Reliabilitywise, I would certainly go with a geared hub. I have to confess I did not look at the Juiced bikes, and now that I have, I would pick the Ripcurrent S. That bike has all the upgrades I would put on a flatland urban bike with a job. It has 52v, which puts a 48v electrical system in its sweet spot for a longer period of time. Battery is 19.2ah, and bigger is better. Its a 28 mph bike and it uses the same bulletproof, fast Bafang 750w motor I mentioned on the other bike. I can tell you from experience, unregulated, a 52v bike with that motor and 26" wheels will run 30-32 mph with a 70 rpm cadence and a 250 lb rider (me, on a bike with that motor and a 50x11T drivetrain. pedaling hard).

The features you wanted... it will deliver them assuming the specs are accurate and based on what I know of its parts.

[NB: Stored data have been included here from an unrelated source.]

PR #1963, opened 2022-07-07
add payment request prop

andyfen:
ref https://github.com/paypal/paypal-smart-payment-buttons/pull/437

adds 

- paymentRequest config prop 

- applepaySession abort and cancel

### DIFF
--- a/src/zoid/buttons/component.jsx
+++ b/src/zoid/buttons/component.jsx
@@ -461,6 +461,12 @@ export const getButtonsComponent : () => ButtonsComponent = memoize(() => {
                 }
             },
 
+            paymentRequest: {
+                type:       'object',
+                queryParam: false,
+                required: false
+            },
+
             flow: {
                 type:       'string',
                 queryParam: true,
--- a/src/ui/buttons/props.js
+++ b/src/ui/buttons/props.js
@@ -350,6 +350,8 @@ export type ApplePayPaymentAuthorizationResult = {|
 
 export type ApplePaySessionConfig = {|
     begin : () => void,
+    abort : () => void,
+    oncancel : () => void,
     addEventListener : (string, Function) => void,
     // eslint-disable-next-line flowtype/no-weak-types
     completeMerchantValidation : (validatedSession : any) => void,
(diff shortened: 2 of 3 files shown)


mnicpt (changes requested):
Why is abort and new button prop added? Are we updating ApplePay version we are supporting? Please give more background to the "why" we are doing this change.

src/zoid/buttons/component.jsx
```diff
@@ -461,6 +461,12 @@ export const getButtonsComponent : () => ButtonsComponent = memoize(() => {
                 }
             },
 
+            paymentRequest: {
+                type:       'object',
+                queryParam: true,
```
mnicpt, line 466: @andyfen If this is approved, I'm not so sure we should have it passed as a queryParam.  Are we getting this from the query param anywhere?  We're trying to bring the query param down so it doesn't get truncated. We saw this occurring on native app switching.

mnicpt:
@andyfen Why was a screenshot updated?

src/zoid/buttons/component.jsx
andyfen: yup it is only accessed via xprops, will remove, great point.

andyfen:
> @andyfen Why was a screenshot updated?

i have not idea, i thought i was part of a githook or something, will remove, i guess its not gitignored

src/zoid/buttons/component.jsx
andyfen: just to confirm `queryParam: false` we still have it available as a xprop it's just not in the queryparam right ?

mnicpt: Correct

gregjopa:
Hey @andyfen this PR is looking good. Seems like there are two changes needed and then this will be good to merge:
1. remove `queryParams: true` since this is not needed server-side, only client-side inside the iframe via window.xprops.
2. remove the new image from the screenshot test. This should not be needed.

gregjopa (approved):

wsbrunson (approved):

That geared hub motor is going to need either nothing (which is what most people do) or a re-grease every 6000 miles. 6 bolts, a brush, some white grease and done in 30 minutes. Use Mobil28 instead and you can pretty much double the interval (I have never needed to re-grease any Bafang 750 I greased with Mobil28). There is no other maintenance than changing the tires when they wear out - the drivetrain has a reduced duty cycle thanks to the axle-driven hub so no replaced chain or cogs.

A mid drive is always going to be the most maintenance. Putting superhuman wattage thru the drivetrain simply wears the mechanical parts out faster for obvious reasons. Chain, cogs, chainring. All will need a refresh at a higher rate than an analog bike. But in exchange for that you get the versatility of handling any terrain with ease, which no hub can deliver. Its not a bad choice. Especially if you want to use the bike recreationally in hills.

But if you stick to the needs you stated, that Juiced Bike ticks all the boxes for day in, day out reliability for your commute, body weight etc.